> What you have to do:
Return only what lies between the first line of the entries and the line containing "of use: https://github.com/klokantech/openmaptiles-language", both lines included.

*** Opening of Data for review ***

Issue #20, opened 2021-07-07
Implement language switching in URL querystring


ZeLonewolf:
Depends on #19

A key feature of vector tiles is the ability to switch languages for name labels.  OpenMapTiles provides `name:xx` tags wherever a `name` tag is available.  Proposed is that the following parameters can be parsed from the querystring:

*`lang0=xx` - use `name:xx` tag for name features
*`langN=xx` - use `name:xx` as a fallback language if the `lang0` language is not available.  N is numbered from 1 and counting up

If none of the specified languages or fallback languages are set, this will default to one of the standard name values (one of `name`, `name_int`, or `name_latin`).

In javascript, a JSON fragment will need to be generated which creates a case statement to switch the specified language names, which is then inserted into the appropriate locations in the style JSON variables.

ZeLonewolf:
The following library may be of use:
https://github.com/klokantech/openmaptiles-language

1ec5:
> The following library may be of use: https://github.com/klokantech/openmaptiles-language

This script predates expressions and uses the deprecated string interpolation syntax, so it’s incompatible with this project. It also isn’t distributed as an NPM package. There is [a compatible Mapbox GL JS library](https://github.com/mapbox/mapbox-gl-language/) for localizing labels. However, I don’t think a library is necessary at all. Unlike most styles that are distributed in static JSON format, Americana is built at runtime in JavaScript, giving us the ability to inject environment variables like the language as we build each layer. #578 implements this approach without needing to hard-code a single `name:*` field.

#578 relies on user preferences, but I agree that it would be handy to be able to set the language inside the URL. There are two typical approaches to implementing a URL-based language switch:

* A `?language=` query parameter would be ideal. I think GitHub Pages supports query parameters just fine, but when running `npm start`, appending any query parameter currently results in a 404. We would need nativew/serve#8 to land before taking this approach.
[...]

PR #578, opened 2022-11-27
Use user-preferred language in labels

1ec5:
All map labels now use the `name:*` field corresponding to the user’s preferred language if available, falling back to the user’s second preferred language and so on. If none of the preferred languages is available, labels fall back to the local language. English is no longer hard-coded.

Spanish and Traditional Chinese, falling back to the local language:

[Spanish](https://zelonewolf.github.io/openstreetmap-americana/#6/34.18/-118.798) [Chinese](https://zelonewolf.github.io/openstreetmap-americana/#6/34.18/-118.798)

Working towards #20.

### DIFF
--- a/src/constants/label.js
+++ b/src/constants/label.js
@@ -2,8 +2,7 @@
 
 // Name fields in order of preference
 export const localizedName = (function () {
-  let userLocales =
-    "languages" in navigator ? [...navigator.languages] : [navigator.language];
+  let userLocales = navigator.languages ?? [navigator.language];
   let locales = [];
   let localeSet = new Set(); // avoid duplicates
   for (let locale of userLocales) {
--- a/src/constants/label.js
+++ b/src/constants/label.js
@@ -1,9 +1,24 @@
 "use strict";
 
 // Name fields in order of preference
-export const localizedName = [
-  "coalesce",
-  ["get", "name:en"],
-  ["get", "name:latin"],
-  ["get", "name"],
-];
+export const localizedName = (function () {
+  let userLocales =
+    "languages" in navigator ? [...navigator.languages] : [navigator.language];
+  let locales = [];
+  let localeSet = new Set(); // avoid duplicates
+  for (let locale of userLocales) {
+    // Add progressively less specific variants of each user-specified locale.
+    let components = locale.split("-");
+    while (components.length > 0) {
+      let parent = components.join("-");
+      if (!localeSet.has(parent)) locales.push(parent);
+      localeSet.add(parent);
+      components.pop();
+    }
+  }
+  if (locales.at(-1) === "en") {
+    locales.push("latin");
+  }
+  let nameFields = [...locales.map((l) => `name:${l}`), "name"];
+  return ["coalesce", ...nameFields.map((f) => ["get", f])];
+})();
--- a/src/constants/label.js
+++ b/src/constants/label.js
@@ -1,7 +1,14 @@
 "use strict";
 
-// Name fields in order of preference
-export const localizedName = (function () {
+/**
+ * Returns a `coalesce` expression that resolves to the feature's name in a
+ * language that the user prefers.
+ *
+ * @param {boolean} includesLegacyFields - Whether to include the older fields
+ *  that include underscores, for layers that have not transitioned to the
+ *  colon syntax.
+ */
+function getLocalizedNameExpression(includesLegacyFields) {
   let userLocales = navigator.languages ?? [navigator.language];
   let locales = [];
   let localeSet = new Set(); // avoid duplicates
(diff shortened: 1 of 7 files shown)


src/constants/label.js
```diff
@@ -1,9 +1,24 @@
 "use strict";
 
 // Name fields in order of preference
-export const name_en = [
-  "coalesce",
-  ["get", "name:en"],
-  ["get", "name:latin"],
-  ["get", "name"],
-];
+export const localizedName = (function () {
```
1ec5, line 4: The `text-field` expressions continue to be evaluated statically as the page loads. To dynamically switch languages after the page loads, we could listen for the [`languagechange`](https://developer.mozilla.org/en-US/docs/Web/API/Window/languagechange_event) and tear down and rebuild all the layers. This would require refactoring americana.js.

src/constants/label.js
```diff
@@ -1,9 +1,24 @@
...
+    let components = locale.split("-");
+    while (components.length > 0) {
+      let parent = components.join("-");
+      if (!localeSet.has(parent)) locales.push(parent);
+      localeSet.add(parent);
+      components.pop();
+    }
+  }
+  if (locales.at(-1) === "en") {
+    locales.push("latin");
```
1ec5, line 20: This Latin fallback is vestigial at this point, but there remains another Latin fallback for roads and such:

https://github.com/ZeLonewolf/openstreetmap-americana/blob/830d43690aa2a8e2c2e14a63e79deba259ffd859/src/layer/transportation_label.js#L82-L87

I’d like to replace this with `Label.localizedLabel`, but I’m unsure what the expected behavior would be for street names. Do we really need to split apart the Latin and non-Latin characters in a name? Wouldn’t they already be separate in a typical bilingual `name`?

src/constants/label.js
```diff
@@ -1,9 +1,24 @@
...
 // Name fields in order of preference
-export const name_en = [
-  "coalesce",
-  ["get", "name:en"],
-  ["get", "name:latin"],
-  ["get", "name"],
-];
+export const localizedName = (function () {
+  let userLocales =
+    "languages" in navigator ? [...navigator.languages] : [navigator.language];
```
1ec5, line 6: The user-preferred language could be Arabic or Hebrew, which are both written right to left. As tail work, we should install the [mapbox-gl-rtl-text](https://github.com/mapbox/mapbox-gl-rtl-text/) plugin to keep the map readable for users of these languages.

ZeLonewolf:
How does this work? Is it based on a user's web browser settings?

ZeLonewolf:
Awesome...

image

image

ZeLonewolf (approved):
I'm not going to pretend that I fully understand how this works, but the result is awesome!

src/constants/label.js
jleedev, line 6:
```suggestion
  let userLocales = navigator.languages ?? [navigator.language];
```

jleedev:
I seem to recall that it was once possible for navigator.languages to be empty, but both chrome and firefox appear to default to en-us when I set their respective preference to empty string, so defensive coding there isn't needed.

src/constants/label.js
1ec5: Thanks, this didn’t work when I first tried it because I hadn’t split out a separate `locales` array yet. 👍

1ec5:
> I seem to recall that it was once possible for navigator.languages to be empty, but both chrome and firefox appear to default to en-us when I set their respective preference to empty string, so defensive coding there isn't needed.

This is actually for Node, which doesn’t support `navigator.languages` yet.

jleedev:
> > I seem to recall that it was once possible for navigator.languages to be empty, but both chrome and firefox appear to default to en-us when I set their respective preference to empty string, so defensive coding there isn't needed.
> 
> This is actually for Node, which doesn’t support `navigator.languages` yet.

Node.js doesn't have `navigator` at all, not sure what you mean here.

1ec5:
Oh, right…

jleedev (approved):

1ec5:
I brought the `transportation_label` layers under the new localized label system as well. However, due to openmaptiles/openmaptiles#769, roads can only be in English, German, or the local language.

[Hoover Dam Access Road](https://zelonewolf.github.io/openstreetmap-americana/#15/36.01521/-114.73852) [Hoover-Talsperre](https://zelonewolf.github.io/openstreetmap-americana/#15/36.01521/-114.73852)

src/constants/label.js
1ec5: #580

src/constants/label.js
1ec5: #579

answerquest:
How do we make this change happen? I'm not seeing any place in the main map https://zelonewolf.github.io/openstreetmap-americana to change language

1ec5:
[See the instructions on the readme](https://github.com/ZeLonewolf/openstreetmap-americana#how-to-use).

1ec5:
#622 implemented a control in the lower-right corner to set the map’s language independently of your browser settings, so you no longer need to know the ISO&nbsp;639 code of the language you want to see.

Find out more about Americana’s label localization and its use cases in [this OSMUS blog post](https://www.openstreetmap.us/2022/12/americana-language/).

*** Close of Data for review ***

> Problem solution:
Issue #20, opened 2021-07-07
Implement language switching in URL querystring


ZeLonewolf:
Depends on #19

A key feature of vector tiles is the ability to switch languages for name labels.  OpenMapTiles provides `name:xx` tags wherever a `name` tag is available.  Proposed is that the following parameters can be parsed from the querystring:

*`lang0=xx` - use `name:xx` tag for name features
*`langN=xx` - use `name:xx` as a fallback language if the `lang0` language is not available.  N is numbered from 1 and counting up

If none of the specified languages or fallback languages are set, this will default to one of the standard name values (one of `name`, `name_int`, or `name_latin`).

In javascript, a JSON fragment will need to be generated which creates a case statement to switch the specified language names, which is then inserted into the appropriate locations in the style JSON variables.

ZeLonewolf:
The following library may be of use:
https://github.com/klokantech/openmaptiles-language

1ec5:
> The following library may be of use: https://github.com/klokantech/openmaptiles-language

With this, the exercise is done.